SOBALI ÇADIRDA BİR ÇOCUK SESİ...
Ve dalıyoruz dev fıstık çamlarının içine... Çok sürmüyor en fazla 200 metre sonra, ağaçların arasından araba seslerini duyuyoruz. Anlaşılan, ana yolun yanına kadar gelmişiz. Keskin bir virajla sağa dönüp, tekrar ormanın içine dalıyoruz. Bu yol çamlar içinde, hafif tırmanışlı görseli harika bir yol... Rampanın sonunda ağaçlar altında bir düzlüğe çıkıyoruz. İçine soba kurulmuş ve dumanı tüten bir kaç çadır görüyoruz. Yanına yaklaşınca öten horoz ve diğer hayvanlardan buranın bir "saya" olduğunu anlıyoruz. Çadırlardan birinin içinden, ağlayan bir çocuk ve televizyon sesi geliyor. Dışarıda kimsecikler yok, bizi farketmiyorlar, bizde rahatsız etmeden geçip gidiyoruz... Yaşam bazı insanlar için çook zor...






Dev çamların arasından hafif bir rampayı aşınca, karşımıza tekrar karayolu çıkıyor. Ve araçların yoğun gürültüsü kulaklarımızda, bir süre karayoluna paralel yürüyoruz. Kızılçamlar içindeyiz ve önümüze başka bir toprak yol çıkıyor. Evet çıktığımız bu yol, sabah yürümeye başladığımız kahverengi yoldu. Zirve Kafenin biraz aşağısında biryerdeydik...
Saatler 16;40'ı gösterirken, 21 km.lik bir yürüyüş sonrası aracımızın yanına geliyoruz...


ARZU YOLU...
Diğer arkadaşlarımı bilmem ama benim için kolay ama görseli yüksek, iç hesaplaşmalı ama anlamlı bir yol olmuştu. İç hesaplaşmalı diyorum çünkü Arzu Turan aklımdan hiç çıkmamıştı, anlamlı diyorum çünkü yürüdüğüm bu yolun, "Arzu Yolu" olarak anılmasını istiyorum. Ve bunu grup arkadaşlarımla paylaştığımda, hepside saygıyla kabul ettiklerini belirtiyorlar...



SICAK SOBA BAŞINDA...
Çantalarımızı arabaya bırakıyor, giriyoruz Kozak Zirve Kafeye. Buranın bahçeside çok güzel, ağaçlar yazılarla dillendirilmiş... Bu kafeyi belki başka zaman, uzun uzadıya anlatırım sizlere. Ama şimdi hava çok soğuk ve biz sıcak bişeyler içip ısınmak istiyoruz. Oturuyoruz sobanın başına, geliyor çiçek ıhlamurlarımız. Sıcaktan yüzümüz kızarıyor, bedenlerimiz gevşiyor. Hiç kalkasım yok, bıraksalar uyuyacağım...

Saat 17;00. Sıcak sobanın yanından kalkıp, buz gibi arabaya geçiyoruz, istemeye istemeye. Ama gitmeliyiz...


 
Kozak bölgesine gelipte, elimiz boş gitmek olmaz. Önce Yukarıbey'e uğrayıp, el yapımı sucuk alıyoruz. Buradan Bağyüzü köyüne geçip, ineklerin bize özel ürettiği dumanı üzerinde sütlerden alıyor, evimizin yolunu tutturuyoruz...

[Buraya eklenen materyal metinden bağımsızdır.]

PR #633, opened 2026-03-26
sync: Split Graph Diffing Algorithms Into Module

nikki-aranya:
This splits the two main algorithms in the syncer (sampling commands in the requester, and finding missing segments in the responder) into their own separate `diff` module.

Changes also include beginning the migration to const generics on those new functions, and getting rid of the alloc::vec instances so it's properly no_alloc and using `TraversalBuffers` directly.


nikki-aranya:
Unsure what to do about the aranya-embedded CI check, I haven't touched core in a while

jdygert-spok:
Thanks for the update. Opened PR for that to be reviewed #645.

Kozak sapağında Ayvalık grubu ile vedalaşıp devam ediyoruz. Sabah gelirken aldığım arkadaşları da aynı yerlerde indirip, iyi temennilerle ayrılıyoruz...


SON SÖZ...
Bugünkü yürüyüş bir keşif yürüyüşüydü. Keşif yürüyüşleri genelde maceralı ve keyifli olur. Ama açıkçası bugün benim keyiften ziyade, kendi kendimle konuştuğum, arkadaşlarıma fazla hissettirmemek için özel bir çaba harcadığım bir yürüyüş oldu. Parkur kesinlikle tekrar gelinecek kadar güzeldi. Ama kafa rahat değildi. Aklımda, fikrimde hep kuzen vardı. Bu yola onun adını vermek, biraz olsun beni rahatlatmıştı. "Arzu Yolu." Kesinlikle buraya bir daha gelecektim. Işıklar içinde uyu kuzen. Melekler yardımcın olsun....

      "Neylersin ölüm herkesin başında,
        Uyudun uyanamadın olacak,
        Kimbilir nerede, nasıl, kaç yaşında?
        Bir namazlık saltanatın olacak
        Taht misali o musalla taşında... C.S.Tarancı"

Bu yürüyüşü planlayan Erhan bey başta olmak üzere, KDSG keşif ekibi arkadaşlarıma, sonsuz teşekkürlerimi sunuyorum...

"Arzu Yolu" olarak yürüdüğüm bu parkuru değerlendirme puanım;10/10

Not: Bu yazıda kullanılan toplam 55 adet fotoğraftan, kuzenin fotoğrafı hariç 54 adet fotoğrafın çekimi bana aittir.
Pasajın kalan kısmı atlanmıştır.